* [Assignment]
Return, from the material below, each line in which "belongs" occurs.

■ ■ ■ ■ ■

PR #3334, opened 2026-09-04
screenshot: the picture is not the provenance — fix the stale comment that misled two readers, and record trap 258

mattias800:
Refs #2932. Follow-up to #3332, at its reviewer's suggestion.

## The defect

`tools/screenshot/screenshot.cpp:5` said the tool *"samples the present layer (`present_readback`)"*.
It does not call `present_readback` at all — it captures through `present_snapshot`.

That one stale word sent **two readers independently to the wrong function inside a single review
cycle** on #3332 (a reviewer, then me), in the one tool every progression claim in this project routes
through. It is the #2049 propagation shape: a wrong signpost that reads as verified because it sits in
the source.

## Why a rename would not have been enough

The trap is not the name. **Both** functions fall back to guest memory when the renderer published
nothing, and only `present_snapshot` reports which source it used. Fixing only the citation would have
left the thing that actually misleads.

So the comment now carries the sentence that makes the name matter:

> a correct-looking PNG does not mean prosper composited anything — a title that draws its own menu
> into its own scanout buffer produces a byte-identical picture whether we rendered it or not, and
> which one it was lives in the manifest's `source` field (`capture_source_name()` → `composited` /
> `guest_scanout` / `raw_scanout`), nowhere in the pixels.

*Stray* is exactly that title and `0x9fc0000000` is exactly that buffer, which is how the error got as
far as a `## Ruled out` row before anyone caught it.

## Instrument trap 258

The pattern outlived each of its instances, so it is recorded in its general form: **an artifact's
provenance read off its picture** — three substitutions on one claim, each caught only by the next
reader, all surviving because nobody doubted the image. Only its provenance was ever in question, and
nobody asked.

The entry also records that **no re-run was needed**: the discriminator was in files already on disk
(29 of 30 captures `composited`, the eyeballed steady-state frame among them). That is the part worth
inheriting — the instinct is to re-measure, and the answer was already written down.

## Scope

- `screenshot.cpp` — **comment-only in effect.** The sole non-comment line in the diff is an
  `#include` whose *trailing comment* changed; the include path is byte-identical. Verified with
  `git diff | grep -vE '^[+-]\s*//'`.
- `GAME_COMPAT_ORCHESTRATION.md` — one appended row.

## Verification

```
  -> 14 tables, 320 rows; numbered column 1..258, unique and ascending    # rc=0
git diff --check                                                          # rc=0
```

Trap number allocated with `tools/docs/trap_number.py` (scans master **and** open PRs): **258**.
`check_merge_result.py` will be run immediately before merging — it is the only check that sees a
concurrent append, and it goes stale as soon as another lane lands.

No build or tests run locally: the C++ delta is comment text. CI compiles it regardless, and I will
wait for the full required set rather than treat this as docs-only, since the diff is not `.md`-only.


mattias800 (commented):
**REJECTED** — two blocking findings, both one-line fixes, both in trap 258 rather than the code. **The
C++ comment is accurate and I have no findings against it.**

Taking your questions in your order.

---

## 1. Does trap 258 state the general rule? — Yes, it does

This was your main worry and I do not share it. Column 1 is a general shape, not a narration:

> **An artifact's PROVENANCE read off its PICTURE — when the capture tool falls back to guest memory, a
> correct-looking image is the WEAKEST evidence available.**

and the two closing clauses are both reusable and in the house format that 256 and 257 established:

> *Recognition cue:* a claim of the form "the screenshot shows X, therefore the emulator did X", where
> the capture path has any fallback that can source pixels from the guest.
> *Avoid it:* cite the recorded provenance, never the picture; when a tool records its own source, quote
> that field, and prefer it to run configuration since a default can be overridden while the record
> cannot.

The three-incident narrative in column 2 is what 256 and 257 also do, and it earns its place because the
*sequence* is the lesson — each substitution was caught only by the next reader. "All three survived
because nobody doubted the image" is the sentence a future reader will actually recognise themselves in.
No war-story problem here.

**One non-blocking gap in the cue:** both the cue and the fix assume the tool *does* record a source. The
harder case is the tool that does not — and then the honest answer is that the artifact cannot support
the claim at all, which is worth a clause because it is the case where people improvise. Suggest
appending to *Avoid it:* "— and if the capture path records no source, the artifact cannot establish
provenance at all; collect one that can rather than reasoning about the picture."

## 2. Is the comment accurate about `present_snapshot`'s fallback? — Yes, all four claims verified

You asked because you are now the second person to write confident prose about this area. I checked every
factual claim in the new text against source rather than against your description:

| claim | verified |
| --- | --- |
| `present_snapshot` falls back to the guest's display buffer, returning `RawScanout` | `videoout_present.cpp:187-196` ✓ |
| the tool saves that by default | `raw_scanout` needs `render_first == 0` (`screenshot.cpp:729`); `render_first` defaults to 0 (`:521-522`) ✓ |
| provenance is `capture_source_name()` → `composited` / `guest_scanout` / `raw_scanout` | `capture_manifest.cpp:246-253` ✓ |
| `--require-composited-frame` asserts **Rendered specifically** | `rendered_samples_++` fires only on `CaptureSource::Rendered` (`capture_manifest.cpp:208`), `guest_scanout_samples_` is a separate counter (`:209`), and the assertion gates on `rendered_samples() == 0` (`screenshot.cpp:890`) — so a run producing only `guest_scanout` captures fails it ✓ |

Also confirmed: `grep -c 'present_readback('` in the tool is **0**, so the corrected name is right and no
call site contradicts it; the `#include` comment's other two names (`present_count`,
`present_width/height`) are still used. The diff is comment-text plus one byte-identical include path.

Not naming a line number for `videoout_present.cpp` is the right call — line numbers rot and the function
name is findable.

## 3. Should it cross-reference 209 and `prerender_check.py`? — `prerender_check.py` yes, **209 no**

`prerender_check.py` is exactly right and tight. **Trap 209 is the wrong number**, and this is one of the
two blocking findings below.

---

## Blocking

### A. Trap 258 cites trap 209, which is a different family — the sibling it wants is **230**

Trap 209 (`:337`) is: *"A rate-limited log sampling a low-duty-cycle signal reports its ABSENCE with
perfect consistency"* — `PROSPER_PADLOG` at every 512th call against a ~2% duty-cycle route. It is a
**sampling-rate** trap. Nothing in it concerns images, or evidence that is convincing without being
discriminating.

The trap that *is* 258's family is **230** (`:358`): *"A screenshot of a game's own PRE-RENDERED LOADING
PICTURE, mistaken for the rendered 3D world… the most convincing false-progression evidence this project
has produced, and it survived a PR, a `BLOG.md` entry and a merge."* That is also the trap
`prerender_check.py` belongs to — so the row currently names the tool and the wrong number for the same
idea. If you want the metric-fooling half as well, **111** (a wrong-but-plausible palette passing visual
review) and **181** (a bloom smear ranking the worse frame higher) are the precise ones.

Why blocking rather than cosmetic: `check_trap_citations.py` **cannot catch this**. Its own docstring says
it validates that a cited number *names a row that exists*, and describes this exact failure as the one
nobody finds — *"a plausible number in a plausible sentence, and the only way to find out is to open the
table and count. Nobody does that."* I ran it and the numbering gate: 258 rows, unique and ascending, no
deletions against `origin/main`, `diff --check` rc=0. All green, and none of them sees an apt-but-wrong
cross-reference. A reader who follows 258 → 209 lands on a pad-logging duty cycle and concludes the
family reference was noise.

There is an irony worth keeping: **209 is the right trap for the grep incident you disclosed** — a
periodic/absent-capable instrument reporting silence that was read as a measurement. It is just not the
right one for 258.

### B. "Stray composites its menu into `0x9fc0000000` itself" is asserted as fact and was never established

The sentence:

> On this title the two cases are visually identical — Stray composites its menu into `0x9fc0000000`
> itself, the very buffer under investigation — so the failing run and a working one produce the same
> picture.

Nothing in the #3332 arc established that the **guest** writes that buffer, and three things cut against
it:

- This PR's own headline finding is that **29 of 30 captures were `composited`** — i.e. *prosper*
  rendered the menu, not the guest echoing back through `RawScanout`.
- `STRAY_STATUS.md` reports `authored=0` for the flipped buffer, and the row's own best insight is that
  *"if prosper renders into a `VkImage` keyed by the scanout VA, guest memory at that VA need never be
  written"* — i.e. the expectation is that the guest's bytes there are **not** the menu.
- If guest memory at that VA is unwritten, a `RawScanout` capture would show black, not the menu, and the
  "visually identical" claim fails for this title specifically.

The general hazard is real and I am not asking you to weaken it — I am asking you to ground it in the
example that is *measured*. `guest_scanout_present.hpp:9-17` records it: on *Sonic Frontiers* the guest's
own flipped buffer held, de-swizzled, **"an exact SEGA logo and an exact intro shot"**, with prosper's
render-target map empty at the flipped address. That is a title where a `RawScanout` capture genuinely
would look correct, it is the case the whole #1968 fallback exists for, and it does the same rhetorical
work without asserting anything unverified about Stray.

Suggested substitution: *"A `RawScanout` capture shows whatever the guest left in that buffer, and on
some titles that is a correct frame — #1968 exists because Sonic Frontiers' flipped buffer held an exact
SEGA logo and intro shot with prosper's target map empty. Whether Stray's buffer would have looked
correct was never established, which is the point: the picture cannot tell you."*

That version is stronger, because it makes the trap about the *unknowability* rather than about a fact
that would itself need checking. As written, a trap row about not trusting unverified claims contains
one — in the project's highest-authority table, where citation errors propagate hardest (#2049).

---

## On your disclosure

Noted, and it is the right thing to have told me. For what it is worth it did not change how I reviewed
this — I have traced every citation in this arc against source since round 1, including my own after you
caught the BMP substitution — but it does confirm the policy is the correct one for both of us.

That incident is trap 209's family proper (a periodic or silent-capable instrument, an absence, and a
conclusion drawn from the silence), and it is close enough to 258 to be worth a sentence somewhere. Your
call whether it belongs as its own row or a clause on 209; it is out of scope for this PR either way.

---

## Otherwise

CI 9/9 green on `72cd4e854d` — I confirmed all ten non-skipped jobs pass, `Windows App` and
`Windows MinGW` among them. Numbering gate with `--ordered --table-header Instrument --baseline
origin/main`: 320 rows across 14 tables, numbered 1..258 unique and ascending, **no baseline row
deleted**. `diff --check` rc=0. Deletions: 0 in the doc, 2 in `screenshot.cpp` — both the replaced
comment lines, with the sole non-comment line a byte-identical include path. Confirmed no build or tests
needed.

Both fixes are single lines. Once they are in, run `check_merge_result.py` immediately before merging as
you planned — this appends to the numbered table and it is the only check that sees a concurrent append.

mattias800 (commented):
**APPROVED** at `5d3d94f710`. Both blocking findings verified fixed against source.

**A — sibling citation.** The row now reads *"Same family as trap 230 and the pre-rendered-frame check
(`tools/evidence/prerender_check.py`)"*. Correct: 230 is the pre-rendered-loading-picture trap and the
one that tool belongs to. I also confirmed your cleanup check independently — `grep -n 'trap 209'` over
`GAME_COMPAT_ORCHESTRATION.md` returns exactly one hit, row **257**'s own, so nothing else in the file
now points at 209 for an image-family idea.

**B — the unverified claim.** Replaced with the measured case, and I checked the substitution rather than
the sentence: `guest_scanout_present.hpp:9-17` does say *Sonic Frontiers* "runs ~3,700 passes across a
boot without a single one whose target is a registered VideoOut buffer", with the flipped buffer holding
"de-swizzled, an exact SEGA logo and an exact intro shot". The row's paraphrase is faithful, and it now
demonstrates the hazard from something someone measured instead of asserting a fact about Stray that the
arc never established. This was the one that mattered and the fix is the right one.

**Non-blocking clause taken**, and taken well — *"when the tool records NO source, the honest answer is
that the artifact cannot establish provenance at all -- not that it probably did"* is the case people
improvise around, and naming the remedy (reach for a capture path that records one) keeps it actionable.

Gates re-run read-only on this head: `--ordered --table-header Instrument --baseline origin/main` →
320 rows across 14 tables, numbered 1..258 unique and ascending, **no baseline row deleted**;
`diff --check` rc=0. The C++ half is unchanged from the version I verified last round.

Good to merge; `check_merge_result.py` immediately before, as you planned.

■ ■ ■ ■ ■

* [Response to the exercise]
`prerender_check.py` belongs to — so the row currently names the tool and the wrong number for the same
call whether it belongs as its own row or a clause on 209; it is out of scope for this PR either way.
one that tool belongs to. I also confirmed your cleanup check independently — `grep -n 'trap 209'` over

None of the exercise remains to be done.